PR #3586, opened 2017-05-06
Fixed RuntimeError: dictionary changed size during iteration

martinhill:
Hi,

I noticed this RunTimeError in our logs raised in ```PreviewOnEdit.remove_old_preview_data```, introduced in wagtail 1.10. The exception will always occur if any old data is found in the session. It's a fairly simple fix, rather than mutating the session directly in the loop I use a comprehension to collect the keys to be removed.

As there wasn't an existing test to catch this I though I'd take a stab at adding one. To accomplish this, I needed to add freezegun to the test dependencies list.

Thanks!

### DIFF
--- a/setup.py
+++ b/setup.py
@@ -44,6 +44,7 @@ testing_extras = [
     'elasticsearch>=1.0.0,<3.0',
     'Jinja2>=2.8,<3.0',
     'boto3>=1.4,<1.5',
+    'freezegun>=0.3.8',
 
     # For coverage and PEP8 linting
     'coverage>=3.7.0',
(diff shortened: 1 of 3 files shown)


BertrandBordage:
Steps to reproduce the bug in real conditions:
- preview a page
- preview another page at least 24 hours

The only way to workaround this problem in 1.10.0 is to preview again the first previewed page.

BertrandBordage:
Merged with 9f5ce0755a96da69f2a16bbf08087f7568f44b0a & 96bade5fb428bc087d1b1c0d0a320d2de7ff78c6 (for a future 1.10.1).

PR #3588, opened 2017-05-09
Update Mixcloud oEmbed pattern, add https support.

heldinz:
As per docs at:
  https://www.mixcloud.com/developers/#embedding

### DIFF
--- a/wagtail/wagtailembeds/oembed_providers.py
+++ b/wagtail/wagtailembeds/oembed_providers.py
@@ -139,8 +139,8 @@ OEMBED_ENDPOINTS = {
     "http://video.yandex.ru/oembed.{format}": [
         "^http://video\\.yandex\\.ru/users/[^#?/]+/view/.+$"
     ],
-    "http://www.mixcloud.com/oembed/": [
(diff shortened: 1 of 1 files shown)


heldinz:
I initially made a mistake in this PR and had to force push a change. I'm hopeful that that's where the CI errors have come from. Would it be possible for an admin to retry those builds and see if it works now? I'd be very surprised if this change reduced code coverage or stopped Travis from building.

tomdyson:
Hi @heldinz, thanks for this! It looks like all the important tests have passed.

m1kola:
Hi @heldinz, congratulations on your first contribution to Wagtail :)

Looks good to me, but I've made tiny amendment: it looks like mixcloud oEmbed API also supports URLs without `www`, so I've updated pattern to make `www.` part to be optional.

I've rebased your commit in 522a383acb13f2a94961a0ab7418ea50fba28bfe, added support of optional `www.` in 4052c316680c16fba32a2bcb7c1c9ab5244dfafc and updated the contributors list changelogs in 9d64068082a1ce6fcf77251013fd4328f31e0621.

Thank you for your contribution!

heldinz:
That's great news, thanks @m1kola!

PR #3593, opened 2017-05-12
Assign persistent IDs to StreamBlock items

gasman:
This PR adds an ID field to the data model for items in a StreamField / StreamBlock. The database JSON representation of a StreamField now looks like:

    [
        {"type": "heading", "value": "Hello world", "id": "3482a437-4f50-49c4-bfbf-6db8cc8e081d"},
        {"type": "paragraph", "value": "<p>Lorem ipsum...</p>", "id": "49359c63-2100-4da7-9baa-433bb589b58b"}
    ]

IDs are assigned a random UUID on save (if not already present), are preserved in the edit form, and are exposed in the API.

The immediate use-case for this feature is for a client site that's using page save/publish signals along with the Wagtail API, to push StreamField-based page content to an external content store. Keeping track of IDs means that we can update existing records in that content store where appropriate, rather than replacing the whole lot on every publish. It could also potentially be used to make the revision comparison view smarter, since we can now definitively tell when blocks have been added, deleted or reordered, rather than having to guess based on comparing content.

### DIFF
--- a/wagtail/api/v2/tests/test_pages.py
+++ b/wagtail/api/v2/tests/test_pages.py
@@ -1026,7 +1026,10 @@ class TestPageDetailWithStreamField(TestCase):
         self.assertIn('id', content)
         self.assertEqual(content['id'], stream_page.id)
         self.assertIn('body', content)
-        self.assertEqual(content['body'], [{'type': 'text', 'value': 'foo'}])
+        self.assertEqual(len(content['body']), 1)
+        self.assertEqual(content['body'][0]['type'], 'text')
+        self.assertEqual(content['body'][0]['value'], 'foo')
+        self.assertTrue(content['body'][0]['id'])
 
     def test_image_block(self):
         stream_page = self.make_stream_page('[{"type": "image", "value": 1}]')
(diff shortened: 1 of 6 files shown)


pyMan:
Hi @kaedroho and @gasman , please how can I access the new 'id' attribute in a template? It seems not to be visible.

Thank you

gasman:
@pyMan You can access it as the `id` attribute of the `StreamChild` object (i.e. the object you get when you iterate over the StreamField value):

    {% for block in page.body %}
        <div id="{{ block.id }}">{% include_block block %}</div>
    {% endfor %}

If the block defines a template of its own (to be rendered with `{% include_block %}`), you won't be able to access the ID there, because that template only has access to the block value, not the `StreamChild`. You'd have to pass it explicitly instead:

    {% for block in page.body %}
        <div id="{{ block.id }}">{% include_block block with block_id=block.id %}</div>
    {% endfor %}

pyMan:
Thank you @gasman, I was missing to pass the id explicitly since I'm using the `include_block` template tag.

PR #3601, opened 2017-05-18
Circle CI config

kaedroho:
Replacing Drone with Circle CI.


kaedroho:
Looks like we've hit this isort bug: https://github.com/timothycrosley/isort/issues/457

kaedroho:
All issues should be fixed now!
+++++
Extract all the material, leaving every line as it is.

PR #3586, opened 2017-05-06
Fixed RuntimeError: dictionary changed size during iteration

martinhill:
Hi,

I noticed this RunTimeError in our logs raised in ```PreviewOnEdit.remove_old_preview_data```, introduced in wagtail 1.10. The exception will always occur if any old data is found in the session. It's a fairly simple fix, rather than mutating the session directly in the loop I use a comprehension to collect the keys to be removed.

As there wasn't an existing test to catch this I though I'd take a stab at adding one. To accomplish this, I needed to add freezegun to the test dependencies list.

Thanks!

### DIFF
--- a/setup.py
+++ b/setup.py
@@ -44,6 +44,7 @@ testing_extras = [
     'elasticsearch>=1.0.0,<3.0',
     'Jinja2>=2.8,<3.0',
     'boto3>=1.4,<1.5',
+    'freezegun>=0.3.8',
 
     # For coverage and PEP8 linting
     'coverage>=3.7.0',
(diff shortened: 1 of 3 files shown)


BertrandBordage:
Steps to reproduce the bug in real conditions:
- preview a page
- preview another page at least 24 hours

The only way to workaround this problem in 1.10.0 is to preview again the first previewed page.

BertrandBordage:
Merged with 9f5ce0755a96da69f2a16bbf08087f7568f44b0a & 96bade5fb428bc087d1b1c0d0a320d2de7ff78c6 (for a future 1.10.1).

PR #3588, opened 2017-05-09
Update Mixcloud oEmbed pattern, add https support.

heldinz:
As per docs at:
  https://www.mixcloud.com/developers/#embedding

### DIFF
--- a/wagtail/wagtailembeds/oembed_providers.py
+++ b/wagtail/wagtailembeds/oembed_providers.py
@@ -139,8 +139,8 @@ OEMBED_ENDPOINTS = {
     "http://video.yandex.ru/oembed.{format}": [
         "^http://video\\.yandex\\.ru/users/[^#?/]+/view/.+$"
     ],
-    "http://www.mixcloud.com/oembed/": [
(diff shortened: 1 of 1 files shown)


heldinz:
I initially made a mistake in this PR and had to force push a change. I'm hopeful that that's where the CI errors have come from. Would it be possible for an admin to retry those builds and see if it works now? I'd be very surprised if this change reduced code coverage or stopped Travis from building.

tomdyson:
Hi @heldinz, thanks for this! It looks like all the important tests have passed.

m1kola:
Hi @heldinz, congratulations on your first contribution to Wagtail :)

Looks good to me, but I've made tiny amendment: it looks like mixcloud oEmbed API also supports URLs without `www`, so I've updated pattern to make `www.` part to be optional.

I've rebased your commit in 522a383acb13f2a94961a0ab7418ea50fba28bfe, added support of optional `www.` in 4052c316680c16fba32a2bcb7c1c9ab5244dfafc and updated the contributors list changelogs in 9d64068082a1ce6fcf77251013fd4328f31e0621.

Thank you for your contribution!

heldinz:
That's great news, thanks @m1kola!

PR #3593, opened 2017-05-12
Assign persistent IDs to StreamBlock items

gasman:
This PR adds an ID field to the data model for items in a StreamField / StreamBlock. The database JSON representation of a StreamField now looks like:

    [
        {"type": "heading", "value": "Hello world", "id": "3482a437-4f50-49c4-bfbf-6db8cc8e081d"},
        {"type": "paragraph", "value": "<p>Lorem ipsum...</p>", "id": "49359c63-2100-4da7-9baa-433bb589b58b"}
    ]

IDs are assigned a random UUID on save (if not already present), are preserved in the edit form, and are exposed in the API.

The immediate use-case for this feature is for a client site that's using page save/publish signals along with the Wagtail API, to push StreamField-based page content to an external content store. Keeping track of IDs means that we can update existing records in that content store where appropriate, rather than replacing the whole lot on every publish. It could also potentially be used to make the revision comparison view smarter, since we can now definitively tell when blocks have been added, deleted or reordered, rather than having to guess based on comparing content.

### DIFF
--- a/wagtail/api/v2/tests/test_pages.py
+++ b/wagtail/api/v2/tests/test_pages.py
@@ -1026,7 +1026,10 @@ class TestPageDetailWithStreamField(TestCase):
         self.assertIn('id', content)
         self.assertEqual(content['id'], stream_page.id)
         self.assertIn('body', content)
-        self.assertEqual(content['body'], [{'type': 'text', 'value': 'foo'}])
+        self.assertEqual(len(content['body']), 1)
+        self.assertEqual(content['body'][0]['type'], 'text')
+        self.assertEqual(content['body'][0]['value'], 'foo')
+        self.assertTrue(content['body'][0]['id'])
 
     def test_image_block(self):
         stream_page = self.make_stream_page('[{"type": "image", "value": 1}]')
(diff shortened: 1 of 6 files shown)


pyMan:
Hi @kaedroho and @gasman , please how can I access the new 'id' attribute in a template? It seems not to be visible.

Thank you

gasman:
@pyMan You can access it as the `id` attribute of the `StreamChild` object (i.e. the object you get when you iterate over the StreamField value):

    {% for block in page.body %}
        <div id="{{ block.id }}">{% include_block block %}</div>
    {% endfor %}

If the block defines a template of its own (to be rendered with `{% include_block %}`), you won't be able to access the ID there, because that template only has access to the block value, not the `StreamChild`. You'd have to pass it explicitly instead:

    {% for block in page.body %}
        <div id="{{ block.id }}">{% include_block block with block_id=block.id %}</div>
    {% endfor %}

pyMan:
Thank you @gasman, I was missing to pass the id explicitly since I'm using the `include_block` template tag.

PR #3601, opened 2017-05-18
Circle CI config

kaedroho:
Replacing Drone with Circle CI.


kaedroho:
Looks like we've hit this isort bug: https://github.com/timothycrosley/isort/issues/457

kaedroho:
All issues should be fixed now!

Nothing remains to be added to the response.